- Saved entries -
-=-=-=-=-

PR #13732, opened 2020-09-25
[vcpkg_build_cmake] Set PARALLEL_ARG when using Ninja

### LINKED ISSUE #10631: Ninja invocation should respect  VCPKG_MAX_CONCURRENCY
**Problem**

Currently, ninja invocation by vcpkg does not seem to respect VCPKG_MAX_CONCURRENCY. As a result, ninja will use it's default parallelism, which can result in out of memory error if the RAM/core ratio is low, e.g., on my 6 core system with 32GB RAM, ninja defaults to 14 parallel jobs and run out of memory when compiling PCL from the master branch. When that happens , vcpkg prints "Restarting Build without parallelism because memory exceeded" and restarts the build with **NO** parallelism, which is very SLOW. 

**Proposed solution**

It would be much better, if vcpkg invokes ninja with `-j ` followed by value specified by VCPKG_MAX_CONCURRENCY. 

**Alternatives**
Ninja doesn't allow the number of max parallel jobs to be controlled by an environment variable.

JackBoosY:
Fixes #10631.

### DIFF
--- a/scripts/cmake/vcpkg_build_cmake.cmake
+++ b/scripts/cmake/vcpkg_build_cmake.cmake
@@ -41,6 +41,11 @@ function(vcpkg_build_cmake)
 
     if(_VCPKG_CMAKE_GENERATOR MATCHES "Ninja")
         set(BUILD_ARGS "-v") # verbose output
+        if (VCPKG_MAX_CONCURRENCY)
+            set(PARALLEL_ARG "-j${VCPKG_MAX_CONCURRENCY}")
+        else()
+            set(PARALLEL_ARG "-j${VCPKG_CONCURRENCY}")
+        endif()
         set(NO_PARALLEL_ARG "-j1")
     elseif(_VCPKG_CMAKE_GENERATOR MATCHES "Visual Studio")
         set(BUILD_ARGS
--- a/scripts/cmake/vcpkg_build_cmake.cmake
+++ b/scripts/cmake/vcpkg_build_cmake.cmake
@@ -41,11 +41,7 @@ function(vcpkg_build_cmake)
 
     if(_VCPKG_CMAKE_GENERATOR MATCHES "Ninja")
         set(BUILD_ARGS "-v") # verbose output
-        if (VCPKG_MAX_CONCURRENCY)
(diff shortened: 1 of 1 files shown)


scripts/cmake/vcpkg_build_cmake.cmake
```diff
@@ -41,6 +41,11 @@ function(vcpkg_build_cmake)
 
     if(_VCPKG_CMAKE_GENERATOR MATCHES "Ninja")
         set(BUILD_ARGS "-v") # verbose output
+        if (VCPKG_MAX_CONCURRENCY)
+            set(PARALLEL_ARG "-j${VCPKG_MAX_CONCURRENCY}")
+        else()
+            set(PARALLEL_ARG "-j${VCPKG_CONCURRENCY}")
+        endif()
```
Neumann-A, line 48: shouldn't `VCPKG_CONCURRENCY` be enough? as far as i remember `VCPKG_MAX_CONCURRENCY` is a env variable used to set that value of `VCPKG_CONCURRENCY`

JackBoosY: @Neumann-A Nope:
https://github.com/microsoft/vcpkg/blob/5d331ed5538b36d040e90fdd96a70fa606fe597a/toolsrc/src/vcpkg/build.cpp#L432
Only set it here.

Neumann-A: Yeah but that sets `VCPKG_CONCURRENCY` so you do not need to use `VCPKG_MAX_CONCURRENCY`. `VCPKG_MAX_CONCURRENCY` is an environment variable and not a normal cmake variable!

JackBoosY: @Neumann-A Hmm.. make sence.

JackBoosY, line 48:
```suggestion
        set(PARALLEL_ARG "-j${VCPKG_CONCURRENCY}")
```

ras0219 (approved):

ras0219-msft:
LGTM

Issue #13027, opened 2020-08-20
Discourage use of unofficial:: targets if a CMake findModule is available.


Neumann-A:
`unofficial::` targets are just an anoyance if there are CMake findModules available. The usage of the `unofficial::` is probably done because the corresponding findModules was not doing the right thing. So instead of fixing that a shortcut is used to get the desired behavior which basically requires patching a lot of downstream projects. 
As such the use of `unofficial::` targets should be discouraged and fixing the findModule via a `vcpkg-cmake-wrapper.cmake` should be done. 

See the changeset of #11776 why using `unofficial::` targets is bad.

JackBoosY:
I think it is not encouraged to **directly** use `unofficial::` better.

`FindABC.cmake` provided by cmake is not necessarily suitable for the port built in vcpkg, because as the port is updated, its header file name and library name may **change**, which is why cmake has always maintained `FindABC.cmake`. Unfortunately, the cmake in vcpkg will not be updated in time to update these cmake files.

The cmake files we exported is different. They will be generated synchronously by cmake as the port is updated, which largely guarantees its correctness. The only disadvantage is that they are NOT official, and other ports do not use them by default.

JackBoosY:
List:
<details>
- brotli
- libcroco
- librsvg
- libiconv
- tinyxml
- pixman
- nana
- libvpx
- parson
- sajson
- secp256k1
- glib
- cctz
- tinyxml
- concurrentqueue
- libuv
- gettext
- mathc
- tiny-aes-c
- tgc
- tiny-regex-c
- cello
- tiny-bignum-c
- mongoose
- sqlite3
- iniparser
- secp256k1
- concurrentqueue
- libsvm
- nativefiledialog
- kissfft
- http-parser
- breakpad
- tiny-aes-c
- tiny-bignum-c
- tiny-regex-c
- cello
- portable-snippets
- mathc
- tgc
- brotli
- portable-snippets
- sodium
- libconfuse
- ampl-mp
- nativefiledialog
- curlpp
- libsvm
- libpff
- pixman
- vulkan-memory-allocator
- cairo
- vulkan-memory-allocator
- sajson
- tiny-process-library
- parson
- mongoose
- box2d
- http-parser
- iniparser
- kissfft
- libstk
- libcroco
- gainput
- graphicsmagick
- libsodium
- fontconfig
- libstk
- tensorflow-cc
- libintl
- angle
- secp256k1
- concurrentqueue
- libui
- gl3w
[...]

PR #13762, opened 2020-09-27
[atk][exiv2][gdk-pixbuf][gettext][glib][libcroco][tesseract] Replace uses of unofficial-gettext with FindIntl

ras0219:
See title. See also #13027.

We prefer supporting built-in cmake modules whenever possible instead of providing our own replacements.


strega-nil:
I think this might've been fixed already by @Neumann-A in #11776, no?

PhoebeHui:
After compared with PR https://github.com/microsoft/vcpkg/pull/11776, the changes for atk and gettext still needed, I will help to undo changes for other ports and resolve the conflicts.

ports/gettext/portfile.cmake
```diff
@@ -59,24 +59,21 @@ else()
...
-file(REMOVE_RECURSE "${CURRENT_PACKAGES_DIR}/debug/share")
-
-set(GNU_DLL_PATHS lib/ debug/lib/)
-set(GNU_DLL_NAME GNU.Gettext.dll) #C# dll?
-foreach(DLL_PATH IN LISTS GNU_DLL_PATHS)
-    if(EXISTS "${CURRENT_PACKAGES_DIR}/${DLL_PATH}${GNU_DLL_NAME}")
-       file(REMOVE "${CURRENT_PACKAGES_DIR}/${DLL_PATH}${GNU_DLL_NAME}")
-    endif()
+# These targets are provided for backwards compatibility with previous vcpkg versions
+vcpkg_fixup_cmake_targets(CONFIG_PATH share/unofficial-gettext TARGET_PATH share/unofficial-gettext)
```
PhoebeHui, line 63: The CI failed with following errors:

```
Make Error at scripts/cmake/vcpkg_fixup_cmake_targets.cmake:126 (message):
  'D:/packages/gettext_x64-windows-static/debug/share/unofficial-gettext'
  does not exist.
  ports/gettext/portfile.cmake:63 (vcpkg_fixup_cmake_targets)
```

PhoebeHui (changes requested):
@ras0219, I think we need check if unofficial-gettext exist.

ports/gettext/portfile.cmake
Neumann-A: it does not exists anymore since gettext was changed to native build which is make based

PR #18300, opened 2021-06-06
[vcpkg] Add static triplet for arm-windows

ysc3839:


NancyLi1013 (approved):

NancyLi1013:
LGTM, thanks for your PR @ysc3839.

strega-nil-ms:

-=-=-=-=-

- TASK TO COMPLETE -
Wherever a line above contains the string "using", copy that line.

- SOLUTION TO THIS PROBLEM -
[vcpkg_build_cmake] Set PARALLEL_ARG when using Ninja
See the changeset of #11776 why using `unofficial::` targets is bad.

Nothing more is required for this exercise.